▸ THE TASK:
Wherever a line of the data contains "statcmd", copy that line.

BEGIN

PR #61, opened 2015-12-08
Feature/fix callback issues

hixi:
Reviewed by:

A `bug fix` which fixes delivering the wrong callback url.

- [x] @das-g 

```yoda
- more tests add we should
- through another issue they covered will be
```

See geometalab/osmaxx#291

### DIFF
--- a/conversion_service/worker/converter_job.py
+++ b/conversion_service/worker/converter_job.py
@@ -55,12 +55,12 @@ class Notifier(object):
         if not self.noop:  # pragma: nocover
             data = {'status': self.status_url} if self.status_url is not None else {}
             try:
-                requests.get(self.callback_url, data=data)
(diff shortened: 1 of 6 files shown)


conversion_service/worker/converter_job.py
```diff
@@ -55,12 +55,12 @@ def _notify_status_change(self):
...
             data = {'status': self.status_url} if self.status_url is not None else {}
             try:
-                requests.get(self.callback_url, data=data)
+                requests.get(self.callback_url, params=data)
             except:
                 pass
 
 
-def convert(geometry, format_options, output_directory, callback_url, host=None):
+def convert(geometry, format_options, output_directory, callback_url, protocol=None, host=None):
```
das-g: `None` is only a good default for `protocol` if it's treated specially.

PR #63, opened 2015-12-10
Feature/garmin

hixi:
Adds Garmin support.

Reviewed by:
- [x] @das-g
- [x] @wasabideveloper

Part of geometalab/osmaxx#154


conversion_service/converters/converter.py
```diff
@@ -1,9 +1,82 @@
...
+from utils import chg_dir_with
 
-    def __add__(self, other):
-        return Options(output_formats=self.output_formats + other.output_formats)
+
+class Conversion(object):
+    def __init__(self, formats, output_dir, osm_pbf_path, basename='osmaxx_excerpt'):
+        self.formats = formats
+        self.output_dir = output_dir
+        self.filename_prefix = '_'.join([
```
wasabideveloper: Maybe it makes sense to move this to configuration.

conversion_service/converters/converter.py
```diff
@@ -1,9 +1,82 @@
...
+import shutil
+import subprocess
+import time
 
-    def get_output_formats(self):
-        return self.output_formats
+from converters import garmin_converter
+from converters import gis_converter
+from converters.gis_converter.bootstrap import bootstrap
+from utils import chg_dir_with
```
wasabideveloper: What's this function doing? Maybe it's more readable using a understandable alias on import.

conversion_service/converters/converter.py
```diff
@@ -1,9 +1,82 @@
...
+        self._extract_postgis_formats(gis_formats)
+
+    def _extract_postgis_formats(self, formats):
+        if len(formats) > 0:
+            bootstrap.boostrap(self.pbf_path)
+            with chg_dir_with(os.path.dirname(__file__)):
+                # only create statistics once and remove it when done with all formats
+                self._get_statistics(self.tmp_statistics_filename)
+                for format in formats:
+                    file_basename = '_'.join([self.filename_prefix, format])
```
wasabideveloper: Maybe it makes sense to move this to configuration.

conversion_service/converters/converter.py
```diff
@@ -1,9 +1,82 @@
...
+                    self._copy_statistics_file_to_format_dir(file_basename)
+                    self._export_from_db_to_format(file_basename, format)
+                # remove the temporary statistics file
+                os.remove(os.path.join(self.output_dir, 'tmp', self.tmp_statistics_filename + '_STATISTICS.csv'))
```
wasabideveloper: Maybe it's better to define a CONSTANT and user everywhere needed.

conversion_service/converters/converter.py
```diff
@@ -1,9 +1,82 @@
...
+
+    # Export files of the specified format (file_format) from existing database
+    def _export_from_db_to_format(self, file_basename, file_format):
+        extract_base_dir = os.path.join(os.path.dirname(__file__), 'gis_converter', 'extract')
+        extract_format_file_path = os.path.join(extract_base_dir, 'extract', 'extract_format.sh')
+        extra_data_dir = os.path.join(extract_base_dir, 'static')
+
+        dbcmd = 'sh', extract_format_file_path, self.output_dir, file_basename, file_format, extra_data_dir
+        dbcmd = [str(arg) for arg in dbcmd]
+        subprocess.check_call(dbcmd)
```
wasabideveloper: Maybe we can merge this and the previous or the previous and second last line because the lines are as short.

conversion_service/converters/converter.py
```diff
@@ -1,9 +1,82 @@
...
+
+    # Extract Statistics
+    def _get_statistics(self, filename):
+        extract_statistics_file_path = os.path.join(
+            os.path.dirname(__file__), 'gis_converter', 'extract', 'extract', 'extract_statistics.sh'
+        )
+        statcmd = 'bash', extract_statistics_file_path, self.output_dir, filename
```
wasabideveloper: If we use shortcuts I think it's more readable to use snake case: `stat_cmd`. Better would be `statistic_command`.

conversion_service/converters/converter.py
```diff
@@ -1,9 +1,82 @@
...
+        statcmd = [str(arg) for arg in statcmd]
+        subprocess.check_call(statcmd)
+
+    def _copy_statistics_file_to_format_dir(self, file_basename):  # pragma: nocover
+        shutil.copyfile(
+            os.path.join(self.output_dir, 'tmp', self.tmp_statistics_filename + '_STATISTICS.csv'),
```
wasabideveloper: See comment above about CONSTANTS.

conversion_service/converters/converter.py
```diff
@@ -1,9 +1,87 @@
...
+                # only create statistics once and remove it when done with all formats
+                self._get_statistics(self.tmp_statistics_filename)
+                for format in formats:
+                    file_basename = '_'.join([self.filename_prefix, format])
+                    self._copy_statistics_file_to_format_dir(file_basename)
+                    self._export_from_db_to_format(file_basename, format)
+                # remove the temporary statistics file
+                os.remove(os.path.join(self.output_dir, 'tmp', self.tmp_statistics_filename + '_STATISTICS.csv'))
+
+    def _create_garmin_export(self, formats):
```
das-g: Would it make sense to `assert len(formats) <= 1` here?

conversion_service/converters/converter.py
hixi: it does what it says: changes directory usable in a `with` statement.

conversion_service/converters/converter.py
hixi: No, then we would always have the same time-stamp, which doesn't make sense.

conversion_service/converters/converter.py
hixi: `assert len(formats) == 1` can be asserted ;-)

conversion_service/converters/converter.py
wasabideveloper: I mean the structure of the filename prefix. E.q 
```python
FILENAME_PREFIX = '{basename}_{time}'
```

conversion_service/converters/converter.py
das-g: Maybe it could be renamed to `changed_dir(...)`, so that usage would read
```python
with changed_dir('/my/directory') as workingdir:
    # do something in workingdir ...
    # ...

# You're back to previous working dir once you leave the `with` clause
# ...
```

conversion_service/converters/converter.py
hixi: oh, scratch that; this check is to make sure we even want to do a garmin extraction, since it's can be called with an empty list or None.

conversion_service/converters/converter.py
hixi: I don't think this would make much sense given the rather dynamic nature of this file naming.

conversion_service/converters/converter.py
hixi: A constant isn't the right thing here, since it will have a dynamic part; but extracting this into a variable/function/calculated property does make sense.

conversion_service/converters/converter.py
das-g: I'd keep that as-is. I think it's more readable than when this is inlined.

conversion_service/converters/converter.py
das-g: Agreed.

conversion_service/converters/converter.py
hixi: this is not a constant ;-)

conversion_service/converters/converter.py
das-g: But we still expect 0 or 1 formats here, no more, right? So `<=` would make sense, wouldn't it?

conversion_service/converters/converter.py
wasabideveloper: How about this ;-)
```python
self.filename_prefix = settings.osmaxx['FILENAME_PREFIX'].format(
    basename=basename,
    time=time.strftime("%Y-%m-%d_%H%M%S"),
)
```
The reason: I think everywhere we create file or directory names or parts we should move the **name structure** to configuration. I did this for the download file name and weeks later we changed the download file again and again. I was so happy I didn't had to search the code if there is some place I need to change it too ;-).

hixi: This is internal, and the file will be renamed when the client (osmaxx) downloads it. I dislike settings for no reasons, we already have very many of them - if we _really_ need it later, it is really easy to add it.

PR #67, opened 2015-12-18
remove countries with too large polyfile from db

hixi:
reviewed by:
- [x] @das-g 
- [ ] @wasabideveloper 

kept the polyfiles themselves around, so backwards migration is possible.


das-g:
:+1:

PR #69, opened 2015-12-22
worker should be allowed to work for 24 hours

hixi:
...without timing out.

A queued job shold not timeout for a day.

Reviewed by:

- [x] @das-g 
- [x] @wasabideveloper

### DIFF
--- a/conversion_service/manager/rq_helper.py
+++ b/conversion_service/manager/rq_helper.py
@@ -10,7 +10,7 @@ def rq_enqueue_with_settings(function, *args, **kwargs):
         function,
         result_ttl=converter_settings.OSMAXX_CONVERSION_SERVICE['RESULT_TTL'],
         ttl=timedelta(days=1).seconds,  # max time in the queue, before it is considered lost
-        timeout=timedelta(hours=10).seconds,  # max time the worker may spend, before the job is cancelled
+        timeout=timedelta(days=1).seconds,  # max time the worker may spend, before the job is cancelled
         *args,
         **kwargs
     )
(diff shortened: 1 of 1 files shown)


conversion_service/manager/rq_helper.py
```diff
@@ -1,12 +1,16 @@
...
-            function,
-            result_ttl=converter_settings.OSMAXX_CONVERSION_SERVICE['RESULT_TTL'],
-            *args,
-            **kwargs
-        )
+    return django_rq.enqueue(
+        function,
+        result_ttl=converter_settings.OSMAXX_CONVERSION_SERVICE['RESULT_TTL'],
+        ttl=timedelta(days=1).seconds,  # max time in the queue, before it is considered lost
+        timeout=timedelta(hours=10).seconds,  # max time the worker may spend, before the job is cancelled
```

END

▸ RESPONSE:
+        statcmd = 'bash', extract_statistics_file_path, self.output_dir, filename
+        statcmd = [str(arg) for arg in statcmd]
+        subprocess.check_call(statcmd)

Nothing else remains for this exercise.